**SOURCE RECORDS**

--- --- ---

PR #2077, opened 2025-03-05
Add RPM and Deb dependencies for the programs required to run the pre-install script

### LINKED ISSUE #2060: Pelican rpm now depends on /bin/sh but bash is not a dependency
Pelican Version:
7.13.0

Pelican Service:
- [ x] Client
- [ ] Plugin
- [ ] Registry
- [ ] Director
- [ ] Origin
- [ ] Cache

**Describe the bug**
This is a packaging bug more than a pelican bug. The yum/dnf install of the pelican package can fail if /bin/sh is not available. This is a corner case, but it is possible if you are creating an image from scratch. It came up in the image build process on the PSU GWave cluster.

The dependency is in [scripts/preinstall.sh](https://github.com/PelicanPlatform/pelican/blob/main/scripts/preinstall.sh).

**To Reproduce**
1. On a system without /bin/sh:
```
    rpm -ivh pelican-7.13.0-1.x86_64.rpm
```
The output will include text like:
```
 Verifying...                          ################################# [100%]
Preparing...                          ################################# [100%]
error: failed to exec scriptlet interpreter /bin/sh: No such file or directory
error: %prein(pelican-7.13.0-1.x86_64) scriptlet failed, exit status 127
error: pelican-7.13.0-1.x86_64: install failed
```
    

**Expected behavior**
Yum/dnf should recognize that bash (/bin/sh) is required by pelican and install bash before the pelican RPM install that requires /bin/sh.

 - OS: Linux

**Additional context**
This came up as part of an automated build where bash and pelican are installed in the same dnf command.
This was discussed in #pelican on the OSG slack on Feb 27, 2025.

matyasselmeci:
Add the dependencies required for the pre-script (which creates the pelican user and group) to run. Note that GoReleaser does not support the `Requires(pre)` header for RPMs, so even with the dependency, there is still no guarantee that e.g. /bin/sh will exist on disk by the time the pre script is invoked.

### DIFF
--- a/.goreleaser.yml
+++ b/.goreleaser.yml
@@ -168,6 +168,12 @@ nfpms:
               mode: 0755
               owner: pelican
               group: pelican
+        dependencies:
+          - "/bin/sh"
+          # for useradd and groupadd:
+          - "shadow-utils"
+          # for getent:
+          - "glibc-common"
       deb:
         contents:
           - src: LICENSE
@@ -204,6 +210,13 @@ nfpms:
               mode: 0755
               owner: pelican
               group: pelican
+        dependencies:
+          # provides /bin/sh:
+          - "dash"
+          # for useradd and groupadd:
+          - "passwd"
+          # for getent:
+          - "libc-bin"
       apk:
         contents:
           - src: LICENSE


brianaydemir:
My testing, as it were:

- Confirmed that GoReleaser does indeed not seem to have support for `Requires(pre)` (nor does it look like a trivial feature to add).
- Confirmed that the RPM's newly dependencies do actually provide what the pre-script requires.
- Confirmed that the RPM installs into a basic `almalinux:9` container.
- Ditto the previous two points for the DEB and `ubuntu:24.04`.

brianaydemir (approved):
LGTM.

PR #2082, opened 2025-03-06
Fix index out of bound error in attrs.Files

h2zh:
Fix the error `panic: runtime error: index out of range [3] with length 3` and add comment to explain this code snippet.


bbockelm (approved):
LGTM.

There's a failing PR validation action.  Once that's passing, feel free to merge.

PR #76, opened 2025-07-09
TRA695: Front3 – Repeat the Front of a String Three Times

haithemhamid:
Implement a method front3(String str) that returns a new string made of 3 copies of the front of the string.
note:
The front is defined as the first 3 characters of the string.


EchoCoder20 (changes requested):
Please check that If the string length is less than 3, use the whole string as the front.
which mean that if the str="a" the output must be "aaa"

NASSER1221 (approved):
good

EchoCoder20 (approved):

PR #83, opened 2025-07-09
TRA731: StartHi – Check if String Starts with "hi"

haithemhamid:
Implement a method startHi(String str) that returns true if the given string starts with "hi", and false otherwise.


NASSER1221 (approved):
Good

PR #85, opened 2025-07-09
TRA733: In1020 – Check if Either Number is in Range 10 to 20

haithemhamid:
Implement a method in1020(int a, int b) that returns true if either a or b is within the range 10 to 20 (inclusive).


EchoCoder20 (approved):

NASSER1221 (approved):
perfect

PR #86, opened 2025-07-09
TRA734: Has Teen – Check if Any Number is a Teen (13 to 19)

haithemhamid:
Implement a method hasTeen(int a, int b, int c) that returns true if one or more of the given numbers are in the teen range (13 to 19 inclusive).


EchoCoder20 (approved):

NASSER1221 (approved):
Good

PR #87, opened 2025-07-09
TRA-711: Solving last digit Task

EchoCoder20:
Implement a method called lastDigit that pass two integer param  and returns true if the two non-negative integers have the same last digit.


haithemhamid (approved):

Ghaida02a (approved):
Well done

PR #88, opened 2025-07-09
TRA735: Lone Teen – Check if Exactly One Number is a Teen (13 to 19)

haithemhamid:
Implement a method loneTeen(int a, int b) that returns true if exactly one of the two given numbers is in the teen range (13 to 19 inclusive).


EchoCoder20 (approved):

NASSER1221 (approved):
Good

PR #91, opened 2025-07-09
#TRA-625: Added Front3 task code

Ghaida02a:
This pull request adds the implementation of the front3(String str) method, which returns a new string made of 3 copies of the first 3 characters of the input string.


EchoCoder20 (changes requested):
Please check the condition if(str.length() < 3). The method should use the entire string as the front. For example, if str = 'a', the method must return 'aaa' rather than just 'a'. Make sure to modify the logic to handle cases like this properly."

haithemhamid (changes requested):

haithemhamid (approved):

PR #92, opened 2025-07-09
#TRA-655: Back Around Added

Ghaida02a:
This pull request introduces the backAround(String str) method, which returns a new string where the last character of the original string is added to both the front and back.

* If the input string has at least one character:
       - Extract the last character using charAt(str.length() - 1).
       - Construct a new string as: lastChar + str + lastChar.


EchoCoder20 (approved):
Well done!!
Note: You can avoid use `else` block and only write `return ""; directly after `if`.

haithemhamid (approved):

PR #95, opened 2025-07-09
TRA-619: Add Near Hundred task

Hawraa-a:
I implemented a method nearHundred(int n) that checks if a number within 10 of 100 or 200 using Math.abs() to compute the absolute difference. It returns true if the condition is met.


EchoCoder20 (approved):
Well done!
Note for next time: next time you need to assign the value of the formula to a variable so next time if the formula change we can directly change it in one line.

PR #99, opened 2025-07-09
TRA749: IntMax – Return the Largest of Three Integers

haithemhamid:
Implement a method intMax(int a, int b, int c) that returns the largest of the three given integer values.


EchoCoder20 (approved):

NASSER1221 (approved):
Good

PR #102, opened 2025-07-09
TRA752: In3050 – Check if Both Numbers Are in 30..40 or 40..50 Range

haithemhamid:
Implement a method in3050(int a, int b) that returns true if both numbers are:
In the range 30 to 40 (inclusive) or in the range 40 to 50 (inclusive).


EchoCoder20 (approved):

NASSER1221 (approved):
Good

--- --- ---

**TASK GOAL**
Give only the number of lines in the listing above that include the string "bash".

**FINISHED TASK**
3